WHAT IS BEING ASKED
Go through each line of the records below and count those with the word "works"; give only the total.

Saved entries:

PR #285, opened 2021-09-27
Automatically deploy to pypi on new version tags

jccurtis:
The title says it all 😄 but this will need to be tested.


cosama (approved):
I will approve for now, and open an new issue for 3.9. I feel we should test and deploy that version too.

PR #2227, opened 2019-07-10
Line 97: Instead.., ...instead.

bambalamm:
Instead shouldn't be used twice in one sentence like this (I think).


phanan:
> Instead shouldn't be used twice in one sentence like this (I think).

I happen to think so as well 😉.

PR #2231, opened 2019-07-12
Editing computed setter example to work must properly.

fthiagogv:
On the get function was inserting a default space, making the usage confusing.
On the set function without the condition the value inputted is doubled between firstName and lastName.


phanan:
Thanks, but the current code works just fine with the implied assumption of having both `firstName` and `lastName` available (just like the other samples above it). Also, we don't use ES6 syntax throughout the docs.

PR #2232, opened 2019-07-13
Added new CDN

praisedpk:
PageCDN tightly compresses files with brotli (level 11) compression. For vue.js it **saves additional 11KB** in compressed file size. So, can be a valuable addition to the docs.

Further, if you are open to work with us, we can setup the vue repo on PageCDN to fetch updates through webhooks as new releases are available on github. This way, you can easily display PageCDN links in the docs as you currently do with unpkg and give vue users benefit of smaller compressed files and [other features](https://pagecdn.com/features) like immutable caching, etc.


phanan:
Unfortunately at the moment we’d like to only suggest the most proven and popular CDN’s among developers instead. Thanks for the PR, though!

PR #2236, opened 2019-07-14
Added section discussing computed array

hitautodestruct:
Added a section that explains the use of computed setters on an array. Specifically the use of methods such as push to manipulate a computed property.

### DIFF
--- a/src/v2/guide/computed.md
+++ b/src/v2/guide/computed.md
@@ -181,6 +181,35 @@ computed: {
 
 Now when you run `vm.fullName = 'John Doe'`, the setter will be invoked and `vm.firstName` and `vm.lastName` will be updated accordingly.
 
+### Computed Setter with Arrays
+
+When setting the value of a complex type such as an `Array`, methods that appear to change only part of the data such as `.push()` or `.splice()` will return the entire array to the setter.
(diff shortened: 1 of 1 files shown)


phanan:
Thanks for the PR, but I find it pretty confusing. There's no acessing/mutating to the computed property `participants` in your example, for instance. Even if you meant for `this.names` to be `this.participants` instead, it would be a getter and not a setter. Can you explain?

hitautodestruct:
Yes, you're right the push was on `this.participants` and note `this.names`, I fixed the commit.

Basically the idea is to let the reader understand that when dealing with setters on an array when using `.push`,`.shift` etc. vue will pass in the entire array and not just the single `.push`ed property.

phanan:
It's incorrect then. `participants` appears to be a string (its getter uses `Array.join()` which returns a string), so calling `participants.push(fullName)` will simply not work. There's no mutator in your code as well – like I said above, you have an accessor.

hitautodestruct:
@phanan I see now, what you mean.
I'm assuming that because I'm not returning an array in `get()` I'm also not able to `set()` the array?
This behaviour should be noted in the docs.

PR #2239, opened 2019-07-18
Update plugins.md

DamianGlowala:
Propositional logic issue

### DIFF
--- a/src/v2/guide/plugins.md
+++ b/src/v2/guide/plugins.md
@@ -37,7 +37,7 @@ Vue.use(MyPlugin, { someOption: true })
 
 `Vue.use` automatically prevents you from using the same plugin more than once, so calling it multiple times on the same plugin will install the plugin only once.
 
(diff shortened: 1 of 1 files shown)


src/v2/guide/plugins.md
```diff
@@ -37,7 +37,7 @@ Vue.use(MyPlugin, { someOption: true })
 
 `Vue.use` automatically prevents you from using the same plugin more than once, so calling it multiple times on the same plugin will install the plugin only once.
 
-Some plugins provided by Vue.js official plugins such as `vue-router` automatically calls `Vue.use()` if `Vue` is available as a global variable. However in a module environment such as CommonJS, you always need to call `Vue.use()` explicitly:
+Some official plugins provided by Vue.js such as `vue-router` automatically calls `Vue.use()` if `Vue` is available as a global variable. However in a module environment such as CommonJS, you always need to call `Vue.use()` explicitly:
```
NataliaTepluhina:
```suggestion
Some official plugins provided by Vue.js such as `vue-router` automatically call `Vue.use()` if `Vue` is available as a global variable. However in a module environment such as CommonJS, you always need to call `Vue.use()` explicitly:
```

phanan: We can even remove "provided by Vue.js" because that's literally what "official" means.

PR #2241, opened 2019-07-18
Adding tip about dynamic input components.

Stegosource:
There was nothing in the docs about <components> binding to `value.prop` instead of just `value` for <input> elements.

### DIFF
--- a/src/v2/guide/components.md
+++ b/src/v2/guide/components.md
@@ -603,6 +603,8 @@ In the example above, `currentTabComponent` can contain either:
 
 See [this fiddle](https://jsfiddle.net/chrisvfritz/o3nycadu/) to experiment with the full code, or [this version](https://jsfiddle.net/chrisvfritz/b2qj69o1/) for an example binding to a component's options object, instead of its registered name.
 
+<p class="tip">If you are creating an &lt;input&gt; element with the dynamic component and need to bind to the `value` attribute, you will need to append the `.prop` modifier to the `value` attribute like so `:value.prop="yourData"`</p>
+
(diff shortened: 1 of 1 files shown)


Stegosource:
Hi @sdras, thanks for the feedback. It's something I would consider a caveat, but without knowing about it, there is not a great place to find this info. With that said, I also think it's more of a rare use-case so I didn't want to add too much extra noise for the average user. 

I'm happy to make changes, but maybe you have some thoughts on this? Do you think it should be written into this document? Should we add a small "Caveats" section? Does it makes more sense in the cookbook?

fer22f:
This is very very important. So important in fact that I have written this independently, because I ran into this gotcha too, but you were faster!

[I documented it like this](https://github.com/fer22f/vuejs.org/commit/1a82eb30253a0be58a4652458ef977b8e60cf559):

Keep in mind that this attribute can be used with regular HTML elements, however they will be treated as components, which means all attributes **will be bound as DOM attributes**. For some properties such as `value` to work as you would expect, you will need to bind them using the [`.prop` modifier](../api/#v-bind).

---

I hope that helps ;) because we need this documented.

Stegosource:
@fer22f Yeah, I also implemented it with `input` and `textarea`. I like your version too. I think I'm going to edit this PR to go into a bit more details and also include a link to a codesandbox or something.

sdras:
@Stegosource, any progress on this? Thanks!

sdras:
@Stegosource @fer22f, the example that @fer22f provided is exactly what we're looking for and though an example would be great, it's not too necessary- given the amount of time elapsed on this, let's close this out and see if @fer22f will PR his in. Thanks!

Stegosource:
Yeah, sorry for the delays on my part. I was meaning to get back to this, but kept putting it off. I agree with adding @fer22f 's version as it's closer to the ideal docs.

PR #2244, opened 2019-07-19
Fix font size for inline code

phanan:
Currently we're using root unit `rem` for the code, which renders code inside headers pretty weird:

image

This commit replaces `rem` with `em` so that inline code has its size related to the direct parent instead:

image


NataliaTepluhina:
Totally voting for this change :hugs:

PR #2249, opened 2019-07-26
I suppose hyphen is not required for one word names

aurimus:


sodatea:
Have you followed the link in this paragraph?
One-word names are not valid for custom components.

PR #2250, opened 2019-07-26
What does $attrs contain

aurimus:


phanan:
Thanks, but `$attrs` is actually explained [in the API section](https://vuejs.org/v2/api/#vm-attrs).

PR #2251, opened 2019-07-26
Not very clear what .sync does

aurimus:


phanan:
Thanks for the PR, but I, on the other hand, think it's quite clear what it does: 

> For convenience, we offer a shorthand for [the aforementioned pattern] with the `.sync` modifier.

So as long as you understand the pattern, you will understand `.sync`.

PR #2252, opened 2019-07-27
Another technique to stagger list transitions

ubershmekel:


phanan:
Thanks for the PR, but the technique has nothing to do with Vue (as you said yourself 🙂) so it doesn't make a lot of sense to include it into Vue's docs.

ubershmekel:
@phanan there's a technique mentioned in the current docs that works only with a 3rd party library (Velocity). The technique in this PR works just using vue's template, without a need for a 3rd party library. It makes much more sense than what's already there.

Perhaps that note is confusing. It's meant to say the technique can be used with vanilla js, though vue does make it easier thanks to ``:style="'--animation-order:'`

PR #2101, opened 2025-09-05
add solution

derpedcatto:
[DEMO LINK](https://derpedcatto.github.io/react_people-table-basics/)


Oleksandr-Oliferuk (approved):
Great Job!

derpedcatto:
Yes, API provides only names, but remember that provided `Person` interface looks like this:
```ts
export interface Person {
  name: string;
  sex: string;
  born: number;
  died: number;
  fatherName: string | null;
  motherName: string | null;
  slug: string;
  mother?: Person;
  father?: Person;
}
```
And I prepare API data in Page component, so `mother?` and `father?` gets assigned correct values and it gets passed down below. My app is working as intended and I already implemented your first solution, although I do it in `Page` instead of `Table` component.

alexander-ignatow (approved):
👍

PR #2117, opened 2025-09-10
solution

DidZhara:
[DEMO LINK](https://DidZhara.github.io/react_people-table-basics/)


bebelekele (approved):
Good job. You also can add a `class="has-navbar-fixed-top"` to `<html>` in index.html to make it looks better.

PR #2180, opened 2025-11-07
add solution

dashasssss:
https://dashasssss.github.io/react_people-table-basics/


MarinaKramarchuk (approved):
good job! 
if you want the pages to have indents like in the example, add the following class to the index.html file:
html lang="en" class="has-navbar-fixed-top"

RESULT BELOW
2